Managing the carbon footprint (or energy usage) of a facility that houses unwell patients 24/7 is in itself a daunting task. That is until you begin to break down all the areas of energy consumption into a few categories each having their own inefficiencies. Lighting, HVAC (heating and air conditioning systems), Conservation (both climate and water) and Waste Disposal comprise the main categories upon which we have focused. All this while dealing with a physical plant that was constructed decades ago without the focus on being green. So what have we done?
First in the HVAC area, we have replaced furnaces and A/C units with models that push the efficiency standard. Although some areas of the hospital have been expanded and rely on less efficient systems we limit the use of these as much as possible. All areas of the hospital have chronograph based thermostats. Although these can be overidden any such change will revert to the programmed setting after a brief time. This allows us to restrict the need for heating and air conditioning to a specific time and location of the hospital during the utilization period. For example, heating and air conditioning only turn on in the surgical area during the times and days that surgery is scheduled. Likewise the front office is only climate controlled during specific appointment times and days. The isolation ward HVAC is off at all times unless we admit a patient with suspected contagion. This small area can then be heated to a higher temperature than the rest of the patient areas if necessary for a severely ill pet.

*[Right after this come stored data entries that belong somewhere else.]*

Issue #236, opened 2016-04-02
apply('content'), apply('tag') and others must return default values from `this.ctx`


nik-kor:
```js
  it('should be ok', function() {
    test(function() {
      block('b1').def()(function() {
        return applyCtx([apply('content'), this.ctx.content, apply('tag'), this.ctx.tag])
      });
    }, { block: 'b1', tag: 'a', content: '1' },
      'aa11');
  });
```

Проверяли и на версии 6.2

http://bem.github.io/bem-xjst/?bemhtml=%0Ablock(%27b1%27).def()(function()%20%7B%0A%20%20%20%20return%20applyCtx(%5Bapply(%27content%27)%2C%20apply(%27tag%27)%2C%20%27xxx%27%2C%20this.ctx.tag%5D)%0A%7D)%3B&bemjson=%5B%7B%20block%3A%20%27b1%27%2C%20tag%3A%20%271%27%2C%20content%3A%20%27hahaha%27%7D%5D

miripiruni:
Critical

awinogradov:
@miripiruni we can close it, right?

miripiruni:
Fixed in [v6.5.2](https://github.com/bem/bem-xjst/releases/tag/v6.5.2).

PR #255, opened 2016-04-27
`apply(modeName)` must return values from `this.ctx` if no other templates

miripiruni:
Fix for #236 

Benchmarks test results within the error: (+/– 1% in different bundles).

### DIFF
--- a/lib/bemhtml/entity.js
+++ b/lib/bemhtml/entity.js
@@ -15,13 +15,13 @@ function Entity(bemxjst) {
   this.jsClass = null;
 
   // "Fast modes"
-  this.tag = new Match(this);
-  this.attrs = new Match(this);
+  this.tag = new Match(this, 'tag');
+  this.attrs = new Match(this, 'attrs');
   this.mod = new Match(this);
-  this.js = new Match(this);
-  this.mix = new Match(this);
-  this.bem = new Match(this);
-  this.cls = new Match(this);
+  this.js = new Match(this, 'js');
+  this.mix = new Match(this, 'mix');
+  this.bem = new Match(this, 'bem');
+  this.cls = new Match(this, 'cls');
 
   BemxjstEntity.apply(this, arguments);
 }
@@ -50,14 +50,12 @@ Entity.prototype._initRest = function _initRest(key) {
     this.rest[key] = this[key];
   } else {
     if (!this.rest.hasOwnProperty(key))
-      this.rest[key] = new Match(this);
+      this.rest[key] = new Match(this, key);
   }
 };
 
 Entity.prototype.defaultBody = function defaultBody(context) {
   var tag = this.tag.exec(context);
-  if (tag === undefined)
-    tag = context.ctx.tag;
 
   var js;
   if (context.ctx.js !== false)
@@ -68,10 +66,6 @@ Entity.prototype.defaultBody = function defaultBody(context) {
   var mix = this.mix.exec(context);
   var attrs = this.attrs.exec(context);
   var content = this.content.exec(context);
-
-  // Default content
-  if (this.content.count === 0 && content === undefined)
-    content = context.ctx.content;
 
   return this.bemxjst.render(context,
                              this,
--- a/lib/bemhtml/index.js
+++ b/lib/bemhtml/index.js
@@ -69,13 +69,11 @@ BEMHTML.prototype.render = function render(context,
     if (js === true)
       js = {};
 
-    if (js) {
+    if (js && js !== ctx.js) {
       if (ctxJS !== true)
         js = utils.extend(ctxJS, js);
     }  else if (ctxJS === true) {
       js = {};
-    } else {
-      js = ctxJS;
     }
   }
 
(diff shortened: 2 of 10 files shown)


miripiruni:
Updated!

lib/bemhtml/index.js
```diff
@@ -69,13 +69,11 @@ BEMHTML.prototype.render = function render(context,
...
       js = {};
 
-    if (js) {
+    if (js && js !== ctx.js) {
       if (ctxJS !== true)
         js = utils.extend(ctxJS, js);
     }  else if (ctxJS === true) {
       js = {};
-    } else {
-      js = ctxJS;
```
zxqfox: Are you sure about that?

lib/bemhtml/index.js
```diff
@@ -114,16 +112,11 @@ BEMHTML.prototype.render = function render(context,
...
-      else
-        totalMix = ctx.mix;
-    }
+    if (ctx.mix && mix && mix !== ctx.mix)
+      mix = [].concat(mix, ctx.mix);
 
-    if (totalMix) {
-      var m = this.renderMix(entity, totalMix, jsParams, addJSInitClass);
+    if (mix) {
+      var m = this.renderMix(entity, mix, jsParams, addJSInitClass);
```
zxqfox: Looks like redundant change.

bench/package.json
```diff
@@ -5,13 +5,13 @@
...
   "scripts": {
-    "postinstall": "BROWSERIFY=browserify make -C node_modules/bem-xjst",
+    "postinstall": "cd ./node_modules/bem-xjst && npm install && npm run make",
     "test": "echo \"Error: no test specified\" && exit 1"
   },
   "author": "",
   "license": "MIT",
   "dependencies": {
-    "bem-xjst": "https://github.com/bem/bem-xjst.git#70d77b3",
+    "bem-xjst": "https://github.com/bem/bem-xjst.git#1bd1682",
```
zxqfox: Why not a symlink to `../..`?

miripiruni: @zxqfox symlink? No, we want lock stable (major) revision later.

lib/bemhtml/index.js
miripiruni: That’s OK. `totalMix` is no actual name anymore. there is no any `total` =)

zxqfox: Nice, but how this change related to the original issue and PR?

lib/bemhtml/index.js
miripiruni: Yep. Because of [this.js.exec(context)](https://github.com/bem/bem-xjst/blob/master/lib/bemhtml/entity.js#L64) now returns `this.ctx.js` by default.

zxqfox: 👍

bench/package.json
zxqfox: My bad. Right!

zxqfox:
I'd put totalMix into separate commit, all the rest is LGTM

miripiruni:
@zxqfox separate commit or PR?

zxqfox:
:-D Commit will be enough to me.

lib/bemhtml/index.js
miripiruni: Yes, of course. `this.exec.mix(context)` now returns this.ctx.mix by default. Therefore we don’t need to have all logic in lines 117—123.

miripiruni:
@zxqfox actually, `totalMix` is not needed anymore. See my comment above.

miripiruni:
May I merge?

lib/bemxjst/entity.js
```diff
@@ -18,8 +18,8 @@ function Entity(bemxjst, block, elem, templates) {
   this.canFlush = true;
 
   // "Fast modes"
-  this.def = new Match(this);
-  this.content = new Match(this);
+  this.def = new Match(this, 'def');
```
zxqfox: ?

miripiruni: @zxqfox it looks like not necessary, you’re right.

miripiruni: @zxqfox updated.

miripiruni:
ping

lib/bemhtml/entity.js
```diff
@@ -15,13 +15,13 @@ function Entity(bemxjst) {
...
-  this.tag = new Match(this);
-  this.attrs = new Match(this);
-  this.mod = new Match(this);
-  this.js = new Match(this);
-  this.mix = new Match(this);
-  this.bem = new Match(this);
-  this.cls = new Match(this);
+  this.tag = new Match(this, 'tag');
+  this.attrs = new Match(this, 'attrs');
+  this.mod = new Match(this, 'mod');
```
zxqfox: Didn't noticed before, what the purpose of this? There is no `mod` property in `bemjson` as well as `mod` with template body. We have `block('a').mod('m', 'v')(body)` but not `block('a').mod()(body)`.

zxqfox:
Not sure why what the `mod`. LGTM at all.

lib/bemhtml/entity.js
miripiruni: @zxqfox agree. Thank you. `'mod'` removed.

miripiruni:
OK. 
tumblr_mddkdtuc1a1r9qnhbo1_400

Issue #254, opened 2016-04-27
`mods` disappearing after wrapping an element


zxqfox:
http://goo.gl/Nc01NK

```js
({
  block: 'grid',
  mods: { a: 1 },
  content: { elem: 'cell', elemMods: { a: 1 } }
});
```
+
```js
block('grid').elem('cell').wrap()(function() {
    return {
        block: 'grid',
        elem: 'wrapper',
        content: this.ctx
    };
});

block('grid').elem('cell').content()(function() {
    return 'Expected {"a":1}, but got: ' + JSON.stringify(this.mods)
});
```
→
```html
<div class="grid grid_a_1">
    <div class="grid__wrapper grid__wrapper_a_1">
        <div class="grid__cell">Expected {"a":1}, but got: {}</div>
    </div>
</div>
```

PR #262, opened 2016-05-05
bemjxst: should keep `mods` in case of same block

miripiruni:
Fix for #254

### DIFF
--- a/lib/bemxjst/index.js
+++ b/lib/bemxjst/index.js
@@ -353,7 +353,7 @@ BEMXJST.prototype.runOne = function runOne(json) {
 
     if (json.mods)
       context.mods = json.mods;
-    else
+    else if (json.block !== oldBlock)
       context.mods = {};
   } else {
     if (!json.elem)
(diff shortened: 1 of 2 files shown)


lib/bemxjst/index.js
```diff
@@ -354,7 +354,7 @@ BEMXJST.prototype.runOne = function runOne(json) {
     if (json.mods)
       context.mods = json.mods;
     else
-      context.mods = {};
+      context.mods = json.block === oldBlock ? oldMods : {};
```
zxqfox: `else if (json.block === oldBlock) { context.mods = oldMods } else `?

zxqfox: Ah, no.

just `else if (json.block !== oldBlock) { context.mods = {}; }`

miripiruni: @zxqfox 👍

miripiruni:
🆙

zxqfox:
LGTM

tadatuta:
👍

Climate conservation involves reducing the heat (or cooling) loss through doors, windows, walls and roofs. In a building that has been frequently renovated during its fifty six year existence this is one of the harder tasks. Although there was minimal insulation in the walls at construction, fortunately it is a cinder block building which uses the porosity of the block as well as the air spaces in each block for heat and sound insulation. Although not ideal it does make for a building ahead of its time when it comes to wall insulation. As far as the ceilings are concerned all the original ceilings in the hospital have been enhanced by a suspended ceiling system using tiles which insulate sound, retain heat and allow for a several inch air space above, which further reduces heat loss. The outside roof, originally tar and gravel has been replaced by a rubber membrane roof, an extremely efficient albeit expensive replacement. All doors and windows have either been replaced with energy efficient ones or enhanced with the use of additional storm windows.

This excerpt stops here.